Only the lines from the beginning of the data below through the line that contains "and represent identifiers." should be repeated, exactly as written.

Excerpts from a dataset:
★ ★ ★ ★

PR #1713, opened 2024-09-11
Update OAuth2TokenIntrospectionAuthenticationProvider.java to add username into tokenclaim

george510257:
OAuth2TokenIntrospectionAuthenticationProvider add username to tokenClaims

### DIFF
--- a/oauth2-authorization-server/src/main/java/org/springframework/security/oauth2/server/authorization/authentication/OAuth2TokenIntrospectionAuthenticationProvider.java
+++ b/oauth2-authorization-server/src/main/java/org/springframework/security/oauth2/server/authorization/authentication/OAuth2TokenIntrospectionAuthenticationProvider.java
@@ -111,7 +111,7 @@ public final class OAuth2TokenIntrospectionAuthenticationProvider implements Aut
 
 		RegisteredClient authorizedClient = this.registeredClientRepository
 			.findById(authorization.getRegisteredClientId());
-		OAuth2TokenIntrospection tokenClaims = withActiveTokenClaims(authorizedToken, authorizedClient);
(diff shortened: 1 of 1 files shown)


oauth2-authorization-server/src/main/java/org/springframework/security/oauth2/server/authorization/authentication/OAuth2TokenIntrospectionAuthenticationProvider.java
```diff
@@ -141,6 +141,7 @@ private static OAuth2TokenIntrospection withActiveTokenClaims(
 		tokenClaims.clientId(authorizedClient.getClientId());
 
 		// TODO Set "username"
+		tokenClaims.username(authorization.getPrincipalName());
```
jgrandja, line 144: As per [Section 2.2](https://datatracker.ietf.org/doc/html/rfc7662#section-2.2).  Introspection Response

> username
      OPTIONAL.  Human-readable identifier for the resource owner who
      authorized this token.

The `authorization.getPrincipalName()` might return an actual name or email address depending on the  `Authentication` instance. Furthermore, `Human-readable identifier` is quite vague because it could be a GUID or email address since they both are unique and represent identifiers.

Also, for the `client_credentials` grant, `authorization.getPrincipalName()` returns the `client_id`, which would be incorrect to set as `username`.

Lastly, since `username` is OPTIONAL, I think it's better for the application to provide a custom [OAuth2TokenCustomizer](https://docs.spring.io/spring-authorization-server/reference/core-model-components.html#oauth2-token-customizer) that adds the `username` claim, if needed.

jgrandja:
@george510257 I'm going to close this PR based on the [comment](https://github.com/spring-projects/spring-authorization-server/pull/1713#discussion_r1764709523).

★ ★ ★ ★

Your response:
PR #1713, opened 2024-09-11
Update OAuth2TokenIntrospectionAuthenticationProvider.java to add username into tokenclaim

george510257:
OAuth2TokenIntrospectionAuthenticationProvider add username to tokenClaims

### DIFF
--- a/oauth2-authorization-server/src/main/java/org/springframework/security/oauth2/server/authorization/authentication/OAuth2TokenIntrospectionAuthenticationProvider.java
+++ b/oauth2-authorization-server/src/main/java/org/springframework/security/oauth2/server/authorization/authentication/OAuth2TokenIntrospectionAuthenticationProvider.java
@@ -111,7 +111,7 @@ public final class OAuth2TokenIntrospectionAuthenticationProvider implements Aut
 
 		RegisteredClient authorizedClient = this.registeredClientRepository
 			.findById(authorization.getRegisteredClientId());
-		OAuth2TokenIntrospection tokenClaims = withActiveTokenClaims(authorizedToken, authorizedClient);
(diff shortened: 1 of 1 files shown)


oauth2-authorization-server/src/main/java/org/springframework/security/oauth2/server/authorization/authentication/OAuth2TokenIntrospectionAuthenticationProvider.java
```diff
@@ -141,6 +141,7 @@ private static OAuth2TokenIntrospection withActiveTokenClaims(
 		tokenClaims.clientId(authorizedClient.getClientId());
 
 		// TODO Set "username"
+		tokenClaims.username(authorization.getPrincipalName());
```
jgrandja, line 144: As per [Section 2.2](https://datatracker.ietf.org/doc/html/rfc7662#section-2.2).  Introspection Response

> username
      OPTIONAL.  Human-readable identifier for the resource owner who
      authorized this token.

The `authorization.getPrincipalName()` might return an actual name or email address depending on the  `Authentication` instance. Furthermore, `Human-readable identifier` is quite vague because it could be a GUID or email address since they both are unique and represent identifiers.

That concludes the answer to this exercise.